== Segment start ==

PR #2340, opened 2022-05-23
Extends the SpiConfiguration to enable a manual chip-select line

KasperJSdeVries:
## Description
- Rework SPI PAL on ChibiOS, FreeRTOS and Azure RTOS to accept -1 as CS.
- Change ChibiOS HAL config to NOT handle CS line in the driver, which is not handled programatically. 
- Rework CPU SPI to properly handle CS being -1

## Motivation and Context
- Closes nanoFramework/Home#1045.

## Types of changes

## Checklist

### DIFF
--- a/src/HAL/Include/nanoHAL_Spi.h
+++ b/src/HAL/Include/nanoHAL_Spi.h
@@ -18,7 +18,7 @@ struct nanoSPI_BusConfig
 {
     bool spiBusInited;
     int8_t devicesInUse;
-    SPI_DEVICE_CONFIGURATION deviceCongfig[MAX_SPI_DEVICES];
+    SPI_DEVICE_CONFIGURATION deviceConfig[MAX_SPI_DEVICES];
     uint32_t deviceHandles[MAX_SPI_DEVICES];
     float byteTime[MAX_SPI_DEVICES];
     SPI_OP_STATUS spiStatus;
--- a/src/System.Device.Spi/nanoHAL_Spi.cpp
+++ b/src/System.Device.Spi/nanoHAL_Spi.cpp
@@ -279,20 +279,31 @@ HRESULT nanoSPI_OpenDeviceEx(
     }
 
     // Find if device slot is available and check
-    deviceIndex = FindFreeDeviceSlotSpi(spiDeviceConfig.Spi_Bus, spiDeviceConfig.DeviceChipSelect);
+    if (spiDeviceConfig.ManualChipSelect)
 
-    if (deviceIndex < 0)
     {
-        if (deviceIndex == -1)
-        {
-            // No device slots left
-            return CLR_E_INDEX_OUT_OF_RANGE;
-        }
-        else
-        {
-            // Return NOT_SUPPORTED when Device already in use. Not really any other relevant exception that's
-            // currently raised in managed code
+        if (spiconfig[spiBusIndex].devicesInUse > 0)
             return CLR_E_NOT_SUPPORTED;
+
+        deviceIndex = 0;
+    }
+    else
+    {
+        deviceIndex = FindFreeDeviceSlotSpi(spiBusIndex, spiDeviceConfig.DeviceChipSelect);
+
+        if (deviceIndex < 0)
+        {
+            if (deviceIndex == -1)
+            {
+                // No device slots left
+                return CLR_E_INDEX_OUT_OF_RANGE;
+            }
+            else
+            {
+                // Return NOT_SUPPORTED when Device already in use. Not really any other relevant exception that's
+                // currently raised in managed code
+                return CLR_E_NOT_SUPPORTED;
+            }
         }
     }
 
@@ -305,7 +316,8 @@ HRESULT nanoSPI_OpenDeviceEx(
         spiconfig[spiDeviceConfig.Spi_Bus].devicesInUse--;
 
         // Unreserve CS pin
-        CPU_GPIO_ReservePin(spiconfig[spiDeviceConfig.Spi_Bus].deviceCongfig->DeviceChipSelect, false);
+        if (!spiconfig[spiBusIndex].deviceConfig[deviceIndex].ManualChipSelect)
+            CPU_GPIO_ReservePin(spiconfig[spiBusIndex].deviceConfig->DeviceChipSelect, false);
 
         // Last device on bus then close bus and also remove bus pin reserves
         if (spiconfig[spiDeviceConfig.Spi_Bus].devicesInUse <= 0)
@@ -327,7 +339,7 @@ HRESULT nanoSPI_OpenDeviceEx(
         return hr;
     }
 
-    if (deviceHandle != 0)
+    if (deviceHandle != 0 && !spiDeviceConfig.ManualChipSelect)
     {
         // Reserve chip select pin
         if (CPU_GPIO_ReservePin((GPIO_PIN)spiDeviceConfig.DeviceChipSelect, true) == false)
@@ -382,7 +394,10 @@ HRESULT nanoSPI_CloseDevice(uint32_t handle)
     spiconfig[spiBus].devicesInUse--;
 
     // Unreserve CS pin
-    CPU_GPIO_ReservePin(spiconfig[spiBus].deviceCongfig->DeviceChipSelect, false);
+    if (!spiconfig[spiBus].deviceConfig->ManualChipSelect)
+    {
+        CPU_GPIO_ReservePin(spiconfig[spiBus].deviceConfig->DeviceChipSelect, false);
+    }
 
     // Last device on bus then close bus and also remove bus pin reserves
     if (spiconfig[spiBus].devicesInUse <= 0)
@@ -440,7 +455,7 @@ HRESULT nanoSPI_Write_Read(
 
     return CPU_SPI_nWrite_nRead(
         spiconfig[spiBus].deviceHandles[deviceIndex],
-        spiconfig[spiBus].deviceCongfig[deviceIndex],
+        spiconfig[spiBus].deviceConfig[deviceIndex],
         swrs,
         writePtr,
         wsize,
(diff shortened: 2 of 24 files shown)


src/HAL/Include/nanoHAL_Spi.h
```diff
@@ -18,7 +18,7 @@ struct nanoSPI_BusConfig
 {
     bool spiBusInited;
     int8_t devicesInUse;
-    SPI_DEVICE_CONFIGURATION deviceCongfig[MAX_SPI_DEVICES];
+    SPI_DEVICE_CONFIGURATION deviceConfig[MAX_SPI_DEVICES];
```
networkfusion, line 21: Nice spelling catch!

src/System.Device.Spi/nanoHAL_Spi.cpp
```diff
@@ -112,7 +112,7 @@ static int FindFreeDeviceSlotSpi(int spiBus, GPIO_PIN cs)
         if (spiconfig[spiBus].deviceHandles[deviceIndex] == 0)
             return deviceIndex;
         // Check device chip select not already in use
-        if (spiconfig[spiBus].deviceCongfig[deviceIndex].DeviceChipSelect == cs)
```
networkfusion, line 115: Nice spelling catch!

KasperJSdeVries:
> all existing calls that start and stop an SPI transaction have to toggle the CS pin, if the CS line is different than -1.

@josesimoes you mean that every time a call gets made like `SpiSend` we manually toggle the CS line

josesimoes:
> @josesimoes you mean that every time a call gets made like `SpiSend` we manually toggle the CS line

Correct. So we can keep honoring that behavior.

targets/ChibiOS/_nanoCLR/System.Device.Spi/sys_dev_spi_native_target.h
```diff
@@ -27,6 +27,9 @@ struct NF_PAL_SPI
 
     uint8_t *ReadBuffer;
     uint16_t ReadSize;
+
+    // -1 = no active ChipSelect | -2 = manual Active ChipSelect | 0+ Active chip select pan number
+    int32_t ActiveChipSelect;
```
josesimoes, line 32: "Active" sounds a bit redundant here... why not just simply, ChipSelect? Or ChipSelectPin... 😉

josesimoes:
@Ellerbach yes, that's the idea behind this. The name can be misleading. But that's the point of the PR. 
As it is now (on all platforms) we are NOT compatible with IoT on this aspect.

targets/ChibiOS/_nanoCLR/System.Device.Spi/cpu_spi.cpp
```diff
@@ -534,12 +550,32 @@ HRESULT CPU_SPI_nWrite_nRead(
...
+                    sdev.DeviceChipSelect,
+                    sdev.ChipSelectActive ? GpioPinValue_Low : GpioPinValue_High);
+            }
         }
         else
         // Start an Asyncronous SPI transfer
         // perform SPI operation using driver's ASYNC API
         // Completed on calling Spi Callback
         {
+            if (!sdev.ManualChipSelect)
```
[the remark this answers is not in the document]
KasperJSdeVries: we need to read the value once and then we can stop using it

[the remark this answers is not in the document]
KasperJSdeVries: I wanted to leave out a conversion between uint and int but I guess that is not really necessary as its unlikely any board is going to have more than 2147483648 pins anyway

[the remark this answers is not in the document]
josesimoes: I guess this is an assumption that's pretty safe to take. I don't think that board will be available in a foreseeable future!! 🤣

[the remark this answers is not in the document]
KasperJSdeVries: This change did force me to change some types that were unsigned to their signed variant

src/System.Device.Spi/nanoHAL_Spi.cpp
```diff
@@ -266,20 +266,30 @@ HRESULT nanoSPI_OpenDeviceEx(
     }
 
     // Find if device slot is available and check
-    deviceIndex = FindFreeDeviceSlotSpi(spiBusIndex, spiDeviceConfig.DeviceChipSelect);
+    if (spiDeviceConfig.DeviceChipSelect <= 0)
+    {
+        if (spiconfig[spiBusIndex].devicesInUse > 0)
+            return CLR_E_NOT_SUPPORTED;
```
Ellerbach, line 272: please use explicit opening and closing brackets { }. I know it's not there *yet* everywhere but we're trying to :-)

src/System.Device.Spi/nanoHAL_Spi.cpp
```diff
@@ -266,20 +266,30 @@ HRESULT nanoSPI_OpenDeviceEx(
...
-        }
-        else
+        deviceIndex = FindFreeDeviceSlotSpi(spiBusIndex, spiDeviceConfig.DeviceChipSelect);
+
+        if (deviceIndex < 0)
         {
-            // Return NOT_SUPPORTED when Device already in use. Not really any other relevant exception that's
-            // currently raised in managed code
-            return CLR_E_NOT_SUPPORTED;
+            if (deviceIndex == -1)
```
Ellerbach, line 282: do I understand correctly that if I want to use 2 different SpiDevice with both the chipselect set to -1, it won't work?

src/System.Device.Spi/nanoHAL_Spi.cpp
```diff
@@ -292,7 +302,8 @@ HRESULT nanoSPI_OpenDeviceEx(
         spiconfig[spiBusIndex].devicesInUse--;
 
         // Unreserve CS pin
-        CPU_GPIO_ReservePin(spiconfig[spiBusIndex].deviceCongfig->DeviceChipSelect, false);
+        if (spiconfig[spiBusIndex].deviceConfig[deviceIndex].DeviceChipSelect >= 0)
+            CPU_GPIO_ReservePin(spiconfig[spiBusIndex].deviceConfig->DeviceChipSelect, false);
```
Ellerbach, line 306: explicit brackets please { }

Ellerbach (commented):
Thanks for the improvements! Few questions and an additional one: does the ESP32 implementation need to be adjusted as well?

KasperJSdeVries:
I would assume so. I don't exactly know what would need to be done as haven't worked with an esp32 before.

src/System.Device.Spi/nanoHAL_Spi.cpp
KasperJSdeVries: I don't think that would be worth the trouble. I think in general the user will either manage all of the CS pins for a bus or none.

src/System.Device.Spi/nanoHAL_Spi.cpp
KasperJSdeVries: that's correct, but there is no reason to instantiate 2 SpiDevices if you are managing the CS pins yourself. I could change it so it doesn't throw an exception and just returns the first SpiDevice on the bus.

src/System.Device.Spi/nanoHAL_Spi.cpp
josesimoes: This can be handled per device, no worries.
For STM32 it's a matter of a general configuration to disable CS being handled by the driver (already done here).
For ESP32, the IDF allows up to 3 different devices (with 3 different CS pins) so we're good with enabling this globally and manage it per device.

src/System.Device.Spi/nanoHAL_Spi.cpp
josesimoes: That would be OK looking at this from the native code. Now from C# that wouldn't be correct. If we have 2 different devices we have to have 2 `SpiDevice`  objects.

This requires that the `FindFreeDeviceSlotSpi` needs to be changed so it won't use CS to search for the devices in the collection.

josesimoes:
> Thanks for the improvements! Few questions and an additional one: does the ESP32 implementation need to be adjusted as well?

Absolutely! Any change at this level has to be implemented for all existing platforms before this gets merged.

src/System.Device.Spi/nanoHAL_Spi.cpp
KasperJSdeVries: > This requires that the `FindFreeDeviceSlotSpi` needs to be changed so it won't use CS to search for the devices in the collection.

This has been changed. If I'm correct this should now return a working device regardless. It also allows manually managed and automatically managed devices on the same bus

KasperJSdeVries:
### Progress per target group:
- [x] STM
- [ ] ESP32
- [ ] NXP
- [ ] TI
- [ ] win32

targets/ChibiOS/_nanoCLR/System.Device.Spi/sys_dev_spi_native_target.h
```diff
@@ -27,6 +27,9 @@ struct NF_PAL_SPI
 
     uint8_t *ReadBuffer;
     uint16_t ReadSize;
+
+    // -1 = no active ChipSelect | -2 = manual Active ChipSelect | 0+ Active chip select pan number
+    int32_t ChipSelect;
```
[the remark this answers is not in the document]
KasperJSdeVries: I did this to distinguish between the two, I made this distinction because it would make it easier to activate/deactivate the CS line (calls to `SetPinState`). Looking back at it I don't think it is necessary, but I'm not sure.

josesimoes:
@KasperJSdeVries I've just push the changes we've been working here.
Basically simplified several bits in the platforms using the ChibiOS HAL.
Tested on a couple of M5Stack devices and STM32.

Kindly review so we can have this one merged.

KasperJSdeVries:
Looks good GLTM!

== Segment end ==

**Exercise**
Repeat the material above exactly, beginning with its first line and ending with the line that holds "- Rework SPI", and leave out everything else.

**Your solution**
PR #2340, opened 2022-05-23
Extends the SpiConfiguration to enable a manual chip-select line

KasperJSdeVries:
## Description
- Rework SPI PAL on ChibiOS, FreeRTOS and Azure RTOS to accept -1 as CS.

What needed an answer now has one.